Interpretação conforme
"Carf pode analisar constitucionalidade de normas"
Por Alessandro Cristo
A entrada de novos membros no Conselho Administrativo de Recursos Fiscais do Ministério da Fazenda na última semana reabriu uma discussão insistente: afinal quais são os limites do órgão para julgar argumentos constitucionais? Em muitos casos de cobranças indevidas, a alegação dos contribuintes é de que o próprio tributo é inconstitucional. As teses que questionam, por exemplo, a criação ou o aumento da exação por lei ordinária e não por complementar, ou o desrespeito da incidência à anterioridade nonagesimal, são prestigiadas na Justiça, mas rejeitadas sem julgamento de mérito no Conselho.

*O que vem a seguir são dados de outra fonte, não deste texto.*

PR #196, opened 2020-02-12
use bump2version

ThomasWaldmann:
this tool can be used to automatically update the version numbers in misc. files (currently we have 3 places), so that this does not have to be done manually.

also it adds a corresponding git tag and, as configured now, signs the tag.

this avoids mistakes like forgetting some places, doing inconsistent updates or forgetting to set a tag.

### DIFF
--- a/multigeiger/multigeiger.ino
+++ b/multigeiger/multigeiger.ino
@@ -38,15 +38,6 @@
 //
 //
 
-// Release version and date
-// To fit in 16bit for lora version number we have some limits here:
-// VERSION_MAJOR = 0..15, VERSION_MINOR = 0..255, VERSION_PATCH = 0..15.
-#define VERSION_MAJOR 1
-#define VERSION_MINOR 12
-#define VERSION_PATCH 0
-// Date is in format "YYYY-MM-DD".
-#define VERSION_DATE "2020-01-18"
-
 // Fix Parameters
 // Values for Serial_Print_Mode to configure Serial (USB) output mode.  DON'T TOUCH!
 #define Serial_None 0            // No Serial output
@@ -80,6 +71,7 @@
 
 // Includes
 //====================================================================================================================================
+#include "version.h"
 #include "userdefines.h"
 #include <Arduino.h>
 #include <U8x8lib.h>
@@ -258,7 +250,6 @@ const char *Serial_Logging_Body = "%10d %15d %10f %9f %9d %8d %9d %9f %9f";
 const char *Serial_One_Minute_Log_Header = "%4s %10s %29s";
 const char *Serial_One_Minute_Log_Body = "%4d %10d %29d";
 const char *Serial_Logging_Name = "Simple Multi-Geiger";
-char revString[25];
 unsigned int lora_software_version;
 const char *dashes = "-------------------------------------------------------------------------------------------------";
 int Serial_Print_Mode = SERIAL_DEBUG;
@@ -419,13 +410,12 @@ void setup() {
   // just for fun
   log(INFO, "Let's go!");
 
-  // build revString
-  sprintf(revString, "V%d.%d.%d %s", VERSION_MAJOR, VERSION_MINOR, VERSION_PATCH, VERSION_DATE);
-
   #if SEND2LORA
-  // build LoRa software version
-  lora_software_version = (VERSION_MAJOR << 12) + (VERSION_MINOR << 4) + VERSION_PATCH;
+  int major, minor, patch;
+  sscanf(VERSION_STR, "V%d.%d.%d", &major, &minor, &patch);
+  lora_software_version = (major << 12) + (minor << 4) + patch;
   #endif
+
   // Check, if we have a BME280 connected:
   haveBME280 = bme.begin(BME280_ADDRESS);
   if (haveBME280 == 0) {
@@ -460,7 +450,7 @@ void setup() {
 
   if (Serial_Print_Mode == Serial_Logging) {
     log(INFO, dashes);
-    log(INFO, "%s, Version %s", Serial_Logging_Name, revString);
+    log(INFO, "%s, Version %s", Serial_Logging_Name, VERSION_STR);
     log(INFO, dashes);
     log(INFO, Serial_Logging_Header,
         "GMC_counts", "Time_difference", "Count_Rate", "Dose_Rate", "HV Pulses", "Accu_GMC", "Accu_Time", "Accu_Rate", "Accu_Dose");
@@ -471,7 +461,7 @@ void setup() {
 
   if (Serial_Print_Mode == Serial_One_Minute_Log) {
     log(INFO, dashes);
-    log(INFO, "%s, Version %s", Serial_Logging_Name, revString);
+    log(INFO, "%s, Version %s", Serial_Logging_Name, VERSION_STR);
     log(INFO, dashes);
     log(INFO, Serial_One_Minute_Log_Header,
         "Time", "Count_Rate", "Counts");
@@ -482,7 +472,7 @@ void setup() {
 
   if (Serial_Print_Mode == Serial_Statistics_Log) {
     log(INFO, dashes);
-    log(INFO, "%s, Version %s", Serial_Logging_Name, revString);
+    log(INFO, "%s, Version %s", Serial_Logging_Name, VERSION_STR);
     log(INFO, dashes);
     log(INFO, "Time between two impacts");
     log(INFO, "[usec]");
@@ -762,13 +752,13 @@ void DisplayStartscreen(void) {
   u8x8.drawString(0, 2, "Geiger-");
   u8x8.drawString(0, 3, " Counter");
   u8x8.drawString(0, 4, "Version:");
-  sprintf(line, "%d.%d.%d", VERSION_MAJOR, VERSION_MINOR, VERSION_PATCH);
+  snprintf(line, 9, "%s", VERSION_STR);  // 8 chars + \0 termination
   u8x8.drawString(0, 5, line);
   #else
   u8x8.setFont(u8x8_font_7x14_1x2_f);
   u8x8.println("Geiger-Counter");
   u8x8.println("==============");
-  sprintf(line, "V%d.%d.%d", VERSION_MAJOR, VERSION_MINOR, VERSION_PATCH);
+  snprintf(line, 15, "%s", VERSION_STR);  // 14 chars + \0 termination
   u8x8.setCursor(7 - strlen(line) / 2, 4);
   u8x8.print(line);
   u8x8.setCursor(1, 6);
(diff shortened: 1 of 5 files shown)


ThomasWaldmann:
TODO: refactor the code so it derives all required values (see TODO in the code) from the VERSION_STR.

rexfue:
Can we then use an extra version.h file with the version number? I want to use the version in my GUI, an if its an extra h-file I can easily include it.

rexfue:
OK, changes on VERSION_STR can be made, no problem with that.

multigeiger/multigeiger.ino
```diff
@@ -754,25 +751,21 @@ void DisplayStartscreen(void) {
 
   u8x8.clear();
```
ThomasWaldmann: the above line clears the display.

multigeiger/multigeiger.ino
```diff
@@ -754,25 +751,21 @@ void DisplayStartscreen(void) {
...
   #if CPU == STICK
-  // Display is only 4 lines by 8 characters; lines counting from 2 to 5
-  u8x8.setFont(u8x8_font_5x8_f);        // use really small font
-  for (int i = 2; i < 6; i++) {
-    u8x8.drawString(0, i, "        ");  // clear all 4 lines
-  }
```
ThomasWaldmann: this cleared the display again!? removed that.

multigeiger/multigeiger.ino
```diff
@@ -754,25 +751,21 @@ void DisplayStartscreen(void) {
...
+  // Display is only 4 lines by 8 characters; lines counting from 2 to 5.
+  snprintf(line, 9, "%s", VERSION_STR);  // 8 chars + \0 termination
+  u8x8.setFont(u8x8_font_5x8_f);
   u8x8.drawString(0, 2, "Geiger-");
   u8x8.drawString(0, 3, " Counter");
   u8x8.drawString(0, 4, "Version:");
-  sprintf(line, "%d.%d.%d", VERSION_MAJOR, VERSION_MINOR, VERSION_PATCH);
   u8x8.drawString(0, 5, line);
   #else
+  // Display is only H lines by W characters; lines counting from A to B. -- TODO
```
ThomasWaldmann: @rexfue do you know or do we need to find out?

multigeiger/multigeiger.ino
```diff
@@ -754,25 +751,21 @@ void DisplayStartscreen(void) {
 
   u8x8.clear();
   #if CPU == STICK
-  // Display is only 4 lines by 8 characters; lines counting from 2 to 5
-  u8x8.setFont(u8x8_font_5x8_f);        // use really small font
-  for (int i = 2; i < 6; i++) {
-    u8x8.drawString(0, i, "        ");  // clear all 4 lines
-  }
+  // Display is only 4 lines by 8 characters; lines counting from 2 to 5.
```
ThomasWaldmann: the docs say X and Y both start from 0.

so, the docs are wrong? or do we want to leave 2 empty lines at the top?

multigeiger/multigeiger.ino
```diff
@@ -754,25 +751,21 @@ void DisplayStartscreen(void) {
...
+  snprintf(line, 9, "%s", VERSION_STR);  // 8 chars + \0 termination
+  u8x8.setFont(u8x8_font_5x8_f);
   u8x8.drawString(0, 2, "Geiger-");
   u8x8.drawString(0, 3, " Counter");
   u8x8.drawString(0, 4, "Version:");
-  sprintf(line, "%d.%d.%d", VERSION_MAJOR, VERSION_MINOR, VERSION_PATCH);
   u8x8.drawString(0, 5, line);
   #else
+  // Display is only H lines by W characters; lines counting from A to B. -- TODO
+  snprintf(line, 15, "%s", VERSION_STR);  // 14 chars + \0 termination
```
ThomasWaldmann: the stuff below is 14 chars wide, so I assumed this is the max. for the version, too.

multigeiger/multigeiger.ino
```diff
@@ -754,25 +751,21 @@ void DisplayStartscreen(void) {
...
-  sprintf(line, "V%d.%d.%d", VERSION_MAJOR, VERSION_MINOR, VERSION_PATCH);
-  u8x8.setCursor(7 - strlen(line) / 2, 4);
-  u8x8.print(line);
-  u8x8.setCursor(1, 6);
-  u8x8.print("Info:boehri.de");
+  u8x8.drawString(0, 2, "Geiger-Counter");
+  u8x8.drawString(0, 3, "==============");
+  u8x8.drawString(0, 4, line);
+  u8x8.drawString(0, 6, "Info:boehri.de");
   #endif
```
ThomasWaldmann: be consistent with the code for the small display: use drawString for the bigger display also.

multigeiger/multigeiger.ino
```diff
@@ -419,13 +417,12 @@ void setup() {
   // just for fun
   log(INFO, "Let's go!");
 
-  // build revString
-  sprintf(revString, "V%d.%d.%d %s", VERSION_MAJOR, VERSION_MINOR, VERSION_PATCH, VERSION_DATE);
```
ThomasWaldmann: will now only be the full VERSION_STR (including "-dev" for development versions).

ThomasWaldmann:
TODO:
- practically test initial OLED display output on WIFI and STICK devices.
- check version on lora data (should be ok, but better check)
- check serial output (should be ok also)

rexfue:
checked OLEDs - see comments above
checked LoRa - OK
checked serial - OK

On the small display we should omit the "V" and replace it with a space. If one day we have versions above 9, there will be no more space.

ThomasWaldmann:
I don't see any "comments above". Did you submit them?

Having a major release usually means breaking / major changes, these do not happen too often, so reaching major release 10 will likely take 10-20 years for us, if ever.

So, for the simplicity of the code, we'll solve that when/if we reach 10 and keep the V for now. :-)

rexfue:
Sorry - forget to submit.

Agreed on the "V" - by the I may no longer be here ...

multigeiger/multigeiger.ino
```diff
@@ -754,25 +744,21 @@ void DisplayStartscreen(void) {
...
+  snprintf(line, 15, "%s", VERSION_STR);  // 14 chars + \0 termination
   u8x8.setFont(u8x8_font_7x14_1x2_f);
-  u8x8.println("Geiger-Counter");
-  u8x8.println("==============");
-  sprintf(line, "V%d.%d.%d", VERSION_MAJOR, VERSION_MINOR, VERSION_PATCH);
-  u8x8.setCursor(7 - strlen(line) / 2, 4);
-  u8x8.print(line);
-  u8x8.setCursor(1, 6);
-  u8x8.print("Info:boehri.de");
+  u8x8.drawString(0, 2, "Geiger-Counter");
```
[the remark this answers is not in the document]
ThomasWaldmann: ok, i'll check/fix.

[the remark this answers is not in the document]
ThomasWaldmann:
```
  u8x8.drawString(0, 2, "Geiger-Counter");
  u8x8.drawString(0, 3, "==============");
  u8x8.drawString(0, 4, line);
  u8x8.drawString(0, 6, "Info:boehri.de");
```

0,2,4,6 can't be correct - I guess we want to have the underlining directly under the "Geiger-Counter" string.

1,2,4,6 maybe?

multigeiger/multigeiger.ino
ThomasWaldmann: Isn't the library expected to be generic for all supported displays?

So, if it doesn't clear, file a bug against the library?

ThomasWaldmann: And does it still happen with the latest lib release?

multigeiger/multigeiger.ino
ThomasWaldmann: And the result for H and W is ... ?

multigeiger/multigeiger.ino
ThomasWaldmann: Again: file a bug against the library? It's docs say 0/0.

multigeiger/multigeiger.ino
ThomasWaldmann: OK, H=4, W=16.

multigeiger/multigeiger.ino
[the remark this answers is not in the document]
ThomasWaldmann: Ehrm, above you said H is 4.

So does line 0 and 1 overlap or why do you say 0, 2, 4, 6 (normally that would mean H==7)?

No entanto, a máxima de que constitucionalidade é palavra proibida no órgão não tem unanimidade. Para o conselheiro recém-nomeado Rafael Pandolfo, que representará os contribuintes no Carf, uma leitura mais atenta do regimento interno abre perspectivas. O Carf não pode afastar norma com base em alegação de inconstitucionalidade, mas pode restringir seu sentido de acordo com a Constituição, diz.
A ideia foi debatida nesta sexta-feira (8/4) em Florianópolis, onde o Instituto Brasileiro de Estudos Tributários promoveu o VII Congresso Nacional de Estudos Tributários. No evento, Pandolfo debateu sobre a "análise de inconstitucionalidade no processo administrativo tributário". Ele está entre os cem nomeados na última segunda-feira para compôr o órgão. Os nomes incluem conselheiros novos e reconduzidos.
Para Pandolfo, o Carf não tem competência para afastar texto ou significado de norma, mas teria para declarar qual a interpretação correta. O resultado prático é o descarte indireto das demais interpretações, mas o tratamento jurídico é diferente, explica. A técnica hermenêutica é a da interpretação conforme a Constituição, que delimita o sentido de determinada regra com base no texto constitucional. Por isso, é claro que o Carf pode fazer análise de constitucionalidade. Segundo o regimento interno, o conselho só pode tratar de inconstitucionalidade quando o Supremo Tribunal Federal já tiver se manifestado a respeito. Nesse caso, porém, a aplicação é uma mera repetição do que a corte decidiu.
A técnica serviria até mesmo ao Judiciário. "Pela interpretação conforme, não existe nem mesmo a necessidade de reserva de Plenário para decisões sobre constitucionalidade", avalia.
No Carf, segundo o advogado, a possibilidade de interpretação conforme permitiria a definição, por exemplo, dos insumos a serem usados como créditos no cálculo do PIS e da Cofins não cumulativos. Ainda não está claro quais despesas com a atividade econômica podem reduzir o total a pagar dos tributos. As Leis 10.637, de 2002, e 10.833, de 2003, listaram os gastos que podem servir para reduzir o valor devido, mas os contribuintes discutem se a relação é exaustiva ou serve apenas para orientação.
Na opinião do tributarista, situações de ambiguidade, como essa, poderiam ter uma definição no Carf. O conceito de insumo está ligado ao de receita, e não à saída do bem físico, diz. De acordo com ele, o tribunal poderia tomar uma posição ao interpretar o que diz a Constituição.
Para o conselheiro Marcos Mello, professor do Ibet que representa o fisco no Carf, seria possível dar interpretação às normas que tenham texto compatível com a Constituição. No Judiciário, o juiz singular constrói um determinado sentido sem utilizar norma que ele considera inconstitucional, mas usando outra, diz. Isso é possível no Carf. No entanto, em sua opinião, não passa pelo critério da constitucionalidade o que está expresso na lei, como o conceito de insumo.
Barreira hierárquica
É a presunção de constitucionalidade das normas que impede que o Carf entre nessa discussão. Quem faz o controle de constitucionalidade no Poder Executivo é o presidente da República, que sanciona ou não a lei, explica Marcos Mello. Segundo outro conselheiro, Alexandre Alkmim, que representa os contribuintes, dizer que uma norma é inconstitucional seria ir contra o próprio Executivo. A visão dos contribuintes quando clamam pela declaração de inconstitucionalidade está errada. O Conselho está dentro do Executivo, diz.
A vinculação direta do Carf ao Ministério da Fazenda e não à Receita, porém, permite que o órgão afaste regras infralegais, como instruções normativas, por exemplo, podendo ir ainda um pouco mais longe. Decretos do presidente da República são o maior problema, afirma Mello. Segundo ele, o conselho tem independência para afastar a aplicação de decretos que violem a lei, aí sim sob alegação de inconstitucionalidade. Alkmim discorda. Isso não é possível devido à questão hierárquica.